O episódio mais recente ocorreu logo após o empate com o Barracas Central, pela Sul-Americana. Naquela noite, o treinador reforçou que “o grupo é reduzido” e pediu paciência ao torcedor, mas a fala repercutiu como justificativa antecipada para eventuais tropeços.
“Estamos ali com o grupo que estamos, reduzido. Grupo que cheguei com 1 ponto no Brasileiro. Hoje está lá embaixo mas com uma ou duas vitórias está lá em cima. Brasileiro é assim, perde duas, perde posição. Ganha, vai lá para cima. Sem ter tido tempo. O torcedor tem direito de protestar, como fez hoje sem violência. Torcedor é paixão. Está sofrendo porque não ganhamos o último jogo. É assim. No futebol tudo é vitória. O mais importante é o torcedor comparecer domingo em São Januário, a gente tem um jogo difícil no Brasileiro.”
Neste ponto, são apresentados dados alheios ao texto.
PR #6185, opened 2024-08-06
fix(portal): Temporarily revert verified routes for API UI

bmanifold:
This temporarily reverts commit d1703d2849e932963d9fc303f327f02a794a4be9.

The long term fix will be to have the API URL be set by environment variables, but in the interest of time it will be hardcoded for now.

### DIFF
--- a/elixir/apps/web/lib/web/live/settings/api_clients/beta.ex
+++ b/elixir/apps/web/lib/web/live/settings/api_clients/beta.ex
@@ -25,7 +25,7 @@ defmodule Web.Settings.ApiClients.Beta do
       <:title><%= @page_title %></:title>
       <:help>
         API Clients are used to manage Firezone configuration through a REST API. See our
-        <a class={link_style()} href={url(API.Endpoint, ~p"/swaggerui")}>interactive API docs</a>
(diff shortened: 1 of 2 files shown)


elixir/apps/web/lib/web/live/settings/api_clients/beta.ex
```diff
@@ -25,7 +25,7 @@ defmodule Web.Settings.ApiClients.Beta do
       <:title><%= @page_title %></:title>
       <:help>
         API Clients are used to manage Firezone configuration through a REST API. See our
-        <a class={link_style()} href={url(API.Endpoint, ~p"/swaggerui")}>interactive API docs</a>
+        <a class={link_style()} href="api.firezone.dev/swaggerui">interactive API docs</a>
```
jamilbk: I think you need the scheme here otherwise it will be treated as a path

```suggestion
        <a class={link_style()} href="https://api.firezone.dev/swaggerui">interactive API docs</a>
```

jamilbk (changes requested):

jamilbk (approved):

PR #6186, opened 2024-08-06
feat(client/macOS): Favorite Resources menu

ReactorScram:
```[tasklist]
- [x] Update changelog
- [x] Hook into reset button
```


swift/apple/FirezoneKit/Sources/FirezoneKit/Models/Favorites.swift
```diff
@@ -0,0 +1,31 @@
+import Foundation
+
+struct Favorites {
+  private static let key = "favoriteResourceIDs"
+
```
jamilbk, line 6: Would it be useful to add a `reset` here?

jamilbk (commented):
Nice work! Preliminary pass looks good. I'll do some live testing in a bit.

I think it should be fairly straightforward to hook the reset into `Reset to defaults` for this like we have for the Tauri clients.

Maybe the text on the button should be "Reset all settings to default"?

ReactorScram:
I hooked up the reset button and tried to make it a little more idiomatic with how Swift's pub-sub stuff is supposed to work

jamilbk (commented):
Almost there - looks like the only issue with `Reset to defaults` is that it's disabled when the three input boxes above are already at defaults. Could fix I think by making the text `Reset all settings to defaults` and then always enabling the button.

Also FWIW it looks like adding to favorites dismisses the menu, but I think this is fine, other actions do that too.

ReactorScram:
I tried to account for the button being disabled here - https://github.com/firezone/firezone/pull/6186/files#diff-4002de56a7b4cefb9e756df6b3ace27a5ab72b522fb6117737de35edf04d7965R360
So it'll enable when you have any favorites

I'll ask ChatGPT about not dismissing the menu

jamilbk:
> I tried to account for the button being disabled here - https://github.com/firezone/firezone/pull/6186/files#diff-4002de56a7b4cefb9e756df6b3ace27a5ab72b522fb6117737de35edf04d7965R360
> So it'll enable when you have any favorites

Nice, that works.

jamilbk (approved):

jamilbk:
Just a little compile issue for the iOS codepath otherwise LGTM

swift/apple/FirezoneKit/Sources/FirezoneKit/Managers/TunnelManager.swift
```diff
@@ -279,7 +279,7 @@ public class TunnelManager {
       try session().sendProviderMessage(encoder.encode(TunnelMessage.getResourceList(resourceListHash))) { data in
         if let data = data {
           self.resourceListHash = Data(SHA256.hash(data: data))
-          var decoder = JSONDecoder()
+          let decoder = JSONDecoder()
```
conectado, line 282: Good catch, I thought changing the `keyDecodingStrategy` would require this to be mutable

swift/apple/FirezoneKit/Sources/FirezoneKit/Views/MenuBar.swift
```diff
@@ -553,6 +632,35 @@ public final class MenuBar: NSObject, ObservableObject {
     }
   }
 
+  @objc private func addFavoriteTapped(_ sender: NSMenuItem) {
+    guard let id = sender.representedObject as? String else { return }
```
conectado: this can never be a non-string, can we change this to `as!`?

swift/apple/FirezoneKit/Sources/FirezoneKit/Views/MenuBar.swift
```diff
@@ -553,6 +632,35 @@ public final class MenuBar: NSObject, ObservableObject {
...
+  }
+
+  func favoritesChanged() {
+    let newResources = resources.map { res in
+      ViewResource(base: res.base, isFavorite: favorites.contains(res.base.id))
+    }
+    // When the user clicks to add or remove a favorite, the menu will close anyway, so just recreate the whole menu.
+    // This avoids complex logic when changing in and out of the "nothing is favorited" special case
+    self.populateResourceMenus([])
+    self.populateResourceMenus(newResources)
```
conectado: do we need to do this? from what I remember implementing the disable resources when the menu opens again won't it be repopulated?

swift/apple/FirezoneKit/Sources/FirezoneKit/Views/MenuBar.swift
```diff
@@ -553,6 +632,35 @@ public final class MenuBar: NSObject, ObservableObject {
...
+    guard let id = sender.representedObject as? String else { return }
+    setFavorited(id: id, favorited: false)
+  }
+
+  private func setFavorited(id: String, favorited: Bool) {
+    if favorited {
+      favorites.add(id)
+    } else {
+      favorites.remove(id)
+    }
```
conectado, line 649: We are already keeping state in `favorites` for a resource being favorited, does it make sense duplicating this in the resource?

conectado (approved):
Looks good and I'd be happy to merge this.

However, it looks for apple it's easier to keep the ui-state of a resource separated from the data. Anyways, in general I think we should keep state of a thing in a single place to prevent inconsistencies.

swift/apple/FirezoneKit/Sources/FirezoneKit/Views/MenuBar.swift
ReactorScram: This is a hack because the diffing doesn't work correctly or something. Looking into it :/

swift/apple/FirezoneKit/Sources/FirezoneKit/Views/MenuBar.swift
ReactorScram: Yep after the last refactor, `isFavorite` and `ViewResource` are totally redundant. Removed them

swift/apple/FirezoneKit/Sources/FirezoneKit/Views/MenuBar.swift
ReactorScram: It might only apply to the first Resource in the list but basically it's like this:
- For backwards compatibility we hide the "Other Resources" menu when nothing is favorited
- That means when you switch between 1 favorite and 0 favorites, one item is always staying in the favorites menu even though its favorite / non-favorite status is toggling
- With `ViewResource` gone, that means it no longer shows up in the diff
- Even when `ViewResource` existed, the diff acted weird with respect to favorites
- Since that one item stays in the same menu, it never gets refreshed

ReactorScram: I spent a couple hours trying to get rid of this and not dismiss the menu but it's looking like a dead end, I just don't know `NSMenu` well enough to implement it in a simple way, and rewriting the whole `MenuBar.swift` would take too long

jamilbk: All good, all of the other button actions in the menu dismiss it so it's probably ok.

ReactorScram:
Please merge GitHub

ReactorScram:
Actually there is a problem in it, I removed some "loading resources..." state which is necessary on iOS and may be useful on macOS too

Edit: False alarm, that's only in the iOS branch and I'm fixing it there

PR #6187, opened 2024-08-07
fix(portal): Do not fail when email identity is not found

AndrewDryga:
We were generating fake tokens when identity was not found but those had empty ids so the code crashed. Now we fake the entire token and make sure it's length is stable.


bmanifold (approved):
LGTM.  This was actually a small security bug too.  I think all you would have needed to do is monitor for the cookie size and you'd be able to tell whether or not the email existed in the DB.

AndrewDryga:
@bmanifold yeah, that's the other reason for a PR, we don't want the cookie length to leak the information about identity existence.

Issue #6547, opened 2024-09-02
bug(rust/windows): TunnelDevice("Failed to create adapter")


ReactorScram:
# Describe the bug

Customer can't log in to Firezone because ~~connlib~~ Client is failing to create the adapter.

# Next steps

- [x] Get IPC service logs from customer
- [x] Gracefully sign out if we get a recoverable error while connecting, so that we can still export logs (#6548)
- [x] Send customer a debug MSI
- [ ] Debug IPC service

# Hypotheses

**Open**

- Maybe something is wrong with the permissions in the IPC service due to a group policy or MDM or something?
- Maybe an adapter leaked and so we failed to create a 2nd adapter with the same params?

**Proven**

- Logs could not be exported - Yes, #6548 will patch it

**Disproven**

- Maybe the IPC service is not running? - No, we got logs from it.
- Maybe Tailscale or Wireguard apps are interfering? - No, I signed in to those and Firezone could still open and connect just fine.

# To Reproduce

1. Sign in to Firezone
2. ???
3. Unable to raise tunnel
4. GUI shows error `Failed to connect to Firezone for non-Portal-related reason`
5. When exporting logs, GUI panics with `SendError` at `ctlr_tx.blocking_send(ControllerRequest::ExportLogs { path, stem }).unwrap()` because `run_controller` has already bailed out

# Expected behavior

Expected to be able to raise the tunnel

# Screenshots / Logs

(May post heavily redacted customer logs eventually)

# Platform (please complete the following information)

- _Component (i.e. macOS client / Linux client / Gateway / Admin portal):_ Windows Client
- _Firezone Version (e.g. 1.0.0 or N/A):_ 1.3.0
- _OS and version: (e.g. Ubuntu 22.04 or N/A):_ Windows unknown version
- _Deployment method: (e.g. Docker / Systemd / App Store or N/A):_ Official release MSI

# Additional context

Customer encountered this.

Bug is _not_ fixed in main, I've never seen this bug before.

jamilbk:
Only two things come to mind as to what it could be:

- Some policy is preventing the creation of the adapter (is it possible the IPC service isn't running as admin?)
- There is already a VPN active, or some other conflicting software

ReactorScram:
Yeah, something like that. The only place that error can be generated is this call to  `make_tun`:

[...]

PR #6548, opened 2024-09-02
fix(rust/gui-client): if we can't raise the tunnel, sign out

### LINKED ISSUE #6546: feat(rust/gui-client): Safe mode for exporting logs
(Part of the problem with this is, in #6547, `run_controller` was bailing out every time the app started, which would made it impossible to sign out or export logs. So if we fixed it so `run_controller` didn't bail out for errors over in the IPC service, then this specific case would not have been a problem at all)

As a user, I may have this sequence happen:

1. Sign in
2. Firezone saves the token to disk
3. Firezone crashes in the PhoenixChannel / WinTun / Portal / connlib / DNS control code (what I'm saying is, a lot of crash-sensitive stuff runs after we may have already saved the token)
4. Every time I start Firezone it tries to auto-sign-in, and it crashes

I see 4 obvious options:

1. Have some "safe mode" that doesn't auto-sign-in (Hard for users to find)
2. Have some debug app that lets you clear the token (Hard for users to find)
3. Automatically detect when the last instance crashed and don't auto-sign-in
4. Don't save the token to disk until `TunnelReady`, so if we crash the user has to sign in again (somewhat inconvenient but more reliable than number 3)

ReactorScram:
Refs #6547 

Given a valid token is on disk, when the Client tries to auto-sign-in to Firezone and something breaks during sign-in, then...

**Old behavior:** ...then the GUI silently implodes and we can't export logs. When you restart the GUI, it reloads the token and immediately implodes again.

**New behavior:** ...then the GUI doesn't silently implode, it silently signs out. Which is still weird, but exporting logs will work.

This addresses an issue where a customer couldn't export logs while helping us debug #6547.


thomaseizinger (approved):
LGTM for now

I think we'll have to look at all of this a bit more holistically eventually.

PR #6556, opened 2024-09-02
refactor(client/windows): update `windows` crates to 0.58

### LINKED ISSUE #6551: bug(client/windows): Windows GUI and Headless Client are broken on `main`
Next step: Debug harder

Five whys:

- Why is the Client suddenly exiting? Because a DNS change came back as `Err`
- Can we log when DNS changes come back as `Err`?
- Why is the DNS change coming back as `Err`?

Log:

- Bisect confirmed this is a regression from #6506 
- GUI Client has the same problem

ReactorScram:
Closes #6551 

#6506 caused a regression, this fixes it

### DIFF
--- a/rust/Cargo.lock
+++ b/rust/Cargo.lock
@@ -1825,9 +1825,9 @@ dependencies = [
  "tracing",
  "tun",
  "uuid",
- "windows 0.58.0",
- "windows-core 0.58.0",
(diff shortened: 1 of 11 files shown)


ReactorScram:
I had a Git mix-up with `merge -s ours` and I just redid it.

PR #6563, opened 2024-09-03
refactor(connlib): only buffer 1 unsent packet if socket is busy

thomaseizinger:
Currently, we buffer UDP packets whenever the socket is busy and try to flush them out at a later point. This requires allocations and is tricky to get right.

In order to solve both of these problems, we refactor `snownet` to return us an `EncryptedPacket` instead of a `Transmit`. An `EncryptedPacket` is an indirection-abstraction that can be turned into a `Transmit` given an `EncryptBuffer`. This combination of types allows us to hold on to the `EncryptedPacket` (which does not contain any references itself) in the `io` component whilst we are waiting for the socket to be ready to send again.

This means we will immediately suspend the event loop in case the socket is no longer ready for sending and resend the datagram in the `EncryptBuffer` once we get re-polled.

### DIFF
--- a/rust/bin-shared/src/tun_device_manager.rs
+++ b/rust/bin-shared/src/tun_device_manager.rs
@@ -59,6 +59,10 @@ mod tests {
         )))
         .unwrap();
 
+        std::future::poll_fn(|cx| socket.poll_send_ready(cx))
+            .await
+            .unwrap();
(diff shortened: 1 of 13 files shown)


conectado (approved):
LGTM!

PR #6564, opened 2024-09-03
chore(connlib): report UDP socket buffer sizes

thomaseizinger:
The actual size of the send and receive buffers is OS-dependent. To aid debugging with customer-submitted logs, we now print the size of the send and receive buffers of each UDP socket.


thomaseizinger:
I still want to test this using a Vultr gateway but would like some feedback first.

AndrewDryga:
@thomaseizinger this is per flow or per gateway? How many buffers we might typically hold. Will this change the minimum requirements for the gateway host VMs?

conectado (approved):

AndrewDryga (approved):

thomaseizinger:
> @thomaseizinger this is per flow or per gateway? How many buffers we might typically hold. Will this change the minimum requirements for the gateway host VMs?

This is per gateway because we multiplex everything over a single socket (per IP family). I don't think it will really change the minimum requirements because a) customers can still change the service-file and b) the increase of the buffer size will fall-back to whatever the configured maximum is.

thomaseizinger:
Just tested with docker on Linux. At least there, these buffers don't show up in the RAM usage of the container.

jamilbk:
Are we testing before merge or after this hits `main`?

jamilbk (commented):
I tested on Apple, no change.

I might suggest just doing this for the Gateway only since that's where it might have a meaningful impact, no?

We are kind of shooting blind here changing these buffers on the clients, which may side effects we aren't aware of.

thomaseizinger:
> I tested on Apple, no change.
> 
> I might suggest just doing this for the Gateway only since that's where it might have a meaningful impact, no?
> 
> We are kind of shooting blind here changing these buffers on the clients, which may side effects we aren't aware of.

I need to rebase this onto `main` with the changes to remove our internal buffers. I am a bit torn. I'd rather go the opposite way for now actually. Try to bump our buffer sizes to whatever the OS allows and when we do more performance tuning for the gateway, try to increase the maximum buffer size via the kernel settings. It is a shot in the dark though.

At the very least, we should log what our buffer sizes are.

thomaseizinger:
@jamilbk @conectado I changed this to just report the size of the buffers for now.

jamilbk (approved):

PR #6565, opened 2024-09-03
chore(rust/gui-client/windows): update `windows` to 0.58

ReactorScram:
Updates `windows` crates to 0.58 without the bug in #6551.

Supersedes #6556.

The bug was calling `try_send()?` on an MPSC channel of capacity 1, which would bail out of the worker thread if we got 2 DNS change notifications faster than the controller task / thread could process the first one.

### DIFF
--- a/rust/bin-shared/src/network_changes/windows.rs
+++ b/rust/bin-shared/src/network_changes/windows.rs
@@ -417,6 +417,7 @@ mod async_dns {
         tx: mpsc::Sender<()>,
         stopper_rx: oneshot::Receiver<()>,
     ) -> Result<()> {
+        let tx = super::Notifier { tx };
         let local = LocalSet::new();
         let task = local.run_until(async move {
             let (key_ipv4, key_ipv6) = open_network_registry_keys()?;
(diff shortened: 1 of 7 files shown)


rust/gui-client/src-tauri/src/client/gui.rs
```diff
@@ -100,7 +100,6 @@ pub(crate) fn run(
         inject_faults: cli.inject_faults,
     };
 
-    tracing::info!("Setting up Tauri app instance...");
```
ReactorScram, line 103: Removed unused old logs as in the previous PR

ReactorScram:
Maybe I should have just stayed on 0.57 😭

rust/bin-shared/src/network_changes/windows.rs
```diff
@@ -685,3 +686,16 @@ mod async_dns {
         }
     }
 }
+
+/// Wraps an MPSC channel of capacity 1 to use as a cancel-safe notifier
```
thomaseizinger, line 690: Can we encode this in the type-system by also creating the equivalent receiver here and statically construct it with a size of 1?

thomaseizinger (approved):
Fix LGTM

thomaseizinger (approved):

PR #6571, opened 2024-09-03
chore(rust/gui-client): log the IPC message variant if the service can't handle it

ReactorScram:
This would have helped while debugging a customer issue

Dirigentes consideraram que, ao reforçar a escassez de opções, Renato colocou responsabilidade excessiva sobre a diretoria e expôs atletas que já convivem com a pressão da torcida.
Reunião decisiva à vista
Contratado em março com respaldo unânime do comitê de futebol, o técnico ainda não foi oficialmente comunicado sobre qualquer mudança. Nos corredores de São Januário, porém, circula a informação de que uma reunião marcada para os próximos dias definirá se o trabalho continua ou se um novo treinador será buscado para o segundo semestre.
Enquanto isso, o elenco cumpre período de recesso e só volta a treinar na semana seguinte. A pausa, vista inicialmente como oportunidade para ajustes táticos, transformou-se em janela para reflexão sobre o futuro imediato do projeto esportivo.
Análise: efeito dominó em caso de troca
A possível saída de Renato Gaúcho não resolveria, sozinha, o desconforto interno. A crise revelou divergências sobre investimento em reforços, perfil de liderança e expectativas de curto prazo. Sem uma estratégia clara, a troca no comando pode apenas adiar o problema que nasce da falta de alinhamento entre elenco e direção.
Além disso, um novo treinador exigiria tempo para implementar ideias justamente quando o calendário se aperta, cenário que historicamente cobra um preço alto de quem mira recuperação rápida.